Menutup Ruang Bagi Radikalisme dan Terorisme


Terorisme, sebagaimana bencana, sekali lagi menjadi impuls yang menunjukkan 'watak dasar' bangsa Indonesia: empatif dan guyub.

Berduyun-duyun ucapan bela sungkawa, ekspresi dukungan moril dan materil, diekspresikan di mana-mana, dengan media apapun: bunga, 'viralisasi'counter narrative terhadap terorisme, dan lain-lain.

Walau kemudian, kita mengerti bahwa penguatan arus ultra-konservativisme Islam telah membuat sebagian dari kita lebih memilih PalestinaFirst. Ini juga jadi masalah: katanya, di mana solidaritas kita terhadap saudara setanah-air?

Sebagian lagi kehilangan kemampuan berempati dan balik mencibir. Mulai dari cibiran bahwa korban adalah layak dikorbankan karena, misalnya, kafir, sampai cibiran bahwa kita terlampau 'lebay' merespons padahal di Suriah dan Palestina, misalnya, korbannya jauh lebih banyak.

Cibiran juga muncul sebagai ekspresi kekesalan karena 'Islam' (selalu) disalahkan, walaupun fakta lapangan yang ditemukan, pelaku memang kebetulan secara administratif beragama Islam.

Dan, sebagian yang melandasi tindakannya adalah pemahamannya yang keliru atas jihad dalam Islam. Bagi oposan, tragedi terorisme ini adalah juga impuls untuk balik mengkritisi pemerintah sebagai lemah dan tidak bisa menjamin keamanan.

Namun begitu, sebagaimana setiap kali aksi teror berusaha merusak kedamaian dan menyebarkan paranoia di sekitar kita, kita balik berikrar: #kamitidaktakut.

Dalam konteks ini, aksi teror memperkuat genggaman tangan kita untuk sama-sama pasang badan saling dukung melawan terorisme.

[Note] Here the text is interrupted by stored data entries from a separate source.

PR #4314, opened 2026-06-04
drop `ext.when` in module template

matthdsm:
Drop `ext.when` usage in modules

xref: https://nfcore.slack.com/archives/C043UU89KKQ/p1780568879209299

## PR checklist

### DIFF
--- a/nf_core/modules/lint/main_nf.py
+++ b/nf_core/modules/lint/main_nf.py
@@ -341,22 +341,33 @@ def check_script_section(self, lines):
 
 def check_when_section(self, lines):
     """
-    Lint the when: section
-    Checks whether the line is modified from 'task.ext.when == null || task.ext.when'
+    Lint the when: section.
+
+    The module template no longer allows `task.ext.when` in `when:` blocks.
     """
     if len(lines) == 0:
-        self.failed.append(("main_nf", "when_exist", "when: condition has been removed", self.main_nf))
-        return
-    if len(lines) > 1:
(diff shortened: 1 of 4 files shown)


nf_core/modules/lint/main_nf.py
```diff
@@ -341,22 +341,33 @@ def check_script_section(self, lines):
...
+    Lint the when: section.
+
+    The module template no longer allows `task.ext.when` in `when:` blocks.
     """
     if len(lines) == 0:
-        self.failed.append(("main_nf", "when_exist", "when: condition has been removed", self.main_nf))
-        return
-    if len(lines) > 1:
-        self.failed.append(("main_nf", "when_exist", "when: condition has too many lines", self.main_nf))
+        self.passed.append(("main_nf", "when_exist", "No when: condition found", self.main_nf))
```
mashehu, line 349:
```suggestion
        self.passed.append(("main_nf", "no_when", "No `when:` condition found", self.main_nf))
```
better to use a new linting rule name if the rule changed to the opposite

nf_core/modules/lint/main_nf.py
```diff
@@ -341,22 +341,33 @@ def check_script_section(self, lines):
...
         return
     self.passed.append(("main_nf", "when_exist", "when: condition is present", self.main_nf))
```
mashehu, line 351: this should also be removed then.

muffato:
I know `when:` is deprecated, but it's still valid Nextflow. Could we keep it around in the template until a suitable alternative is available ?

mashehu:
Converting it to draft until there is a suitable alternative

Kita membuktikan sekali lagi keguyuban kita dalam menjaga kodrat keberagaman yang dibingkai toleransi, sikap saling hormat-menghormati. Dari sana, orang kemudian mempertanyakan: apa yang masih bisa dibenahi, diperbaiki, dalam upaya pemutusan virus radikalisme?

Karena,  apapun alasan dibalik kebencian dan dukungan kita,  terorisme harus dibumi hanguskan dan radikalisme harus dijinakan, demi Indonesia.